- Born: Austin, Texas, United States
- Education: Institut d'Études Politiques
- Occupation: Broadcast freelance journalist
- Known for: Working for PBS News Hour, Univision

= Mónica Villamizar =

Colombian journalist

Mónica Villamizar Villegas is a Colombian American broadcast freelance journalist, working for PBS Newshour, Univision. She was previously a reporter for Vice News, CBS, Al Jazeera English and ABC News.

==Career==
Monica Villamizar is a freelance conflict reporter, recently awarded the EMMY Award for Best Investigative Documentary in Spanish and the Gerald Loeb Award for the investigation "The Source", about child labor in Mexico's Nestle coffee farms. In 2016, she was nominated for the prestigious One World Media “Journalist of the Year 2015” Award, which honors the best journalists in the world in all forms of media.
Her current clients include PBS Newshour, Al Jazeera English, Vice News, Univision, Telemundo and The Weather Channel. Previously she was the London correspondent for CBS News affiliates.
She has traveled to Iraq, Afghanistan, Egypt, Mali, Mexico, El Salvador and Haiti, at times filming directly on the front lines. She has covered the drug of wars in Colombia and Mexico, gaining exclusive access to cocaine cartels in Medellin and Michoacan. In the Middle East she covered the Arab spring and the advance of ISIS into the Iraqi Kurdistan. More recently she has been dedicated to covering the advance of jihadism in West Africa.
In her attempts to tell truthful, hard-hitting stories, she has been targeted by the Egyptian military which raided her office in Cairo and arrested her colleagues, and more recently by the Venezuelan Government who targeted her, labeling her a spy, and issuing an arrest warrant for her. In the case of her instance in Venezuela, the editorial board of the New York Times backed her as a reporter, denouncing the Maduro Government. This ignited her interest and active involvement in "Freedom of the Press" campaigns. Villamizar has been a board member of the Frontline Freelance Register, associated with London's Frontline Club, which protects and promotes the integrity of Freelance conflict reporters all over the world.

==Awards==
In 2017, she received the Emmy Award – Outstanding Investigative Journalism in Spanish, for the documentary Cosecha de Miseria

In 2017, she received the Gerard Loeb Award for Best Video for the documentary Harvest of Misery, NBC Weather Channel and Telemundo.

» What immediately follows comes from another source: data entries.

PR #1484, opened 2015-10-19
Ignore js style linting in typescript examples

samccone:


.jscsrc
```diff
@@ -34,6 +34,8 @@
 		"examples/polymer/elements/elements.build.js",
 		"examples/js_of_ocaml/js/*.js",
 		"examples/typescript-react/js/*.js",
+		"examples/typescript-angular/js/*.js",
+		"examples/typescript-backbone/js/*.js",
```
arthurvr: Wouldn't `"examples/typescript-*/js/*.js",` work?

samccone: I think it might

samccone:
good call @arthurvr 

screen shot 2015-10-19 at 12 50 35 pm

passy:
:+1:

In 2006, she received a Premio Nacional de Periodismo Simón Bolívar award for the best TV feature or report, for her series of reports on South Africa's peace process broadcast November 2005 on Caracol TV.

==Personal life==
Villamizar is American and was born in Austin, Texas, United States.

She completed in her education in France, with a master's degree in political science from the Institut d'Études Politiques in Paris.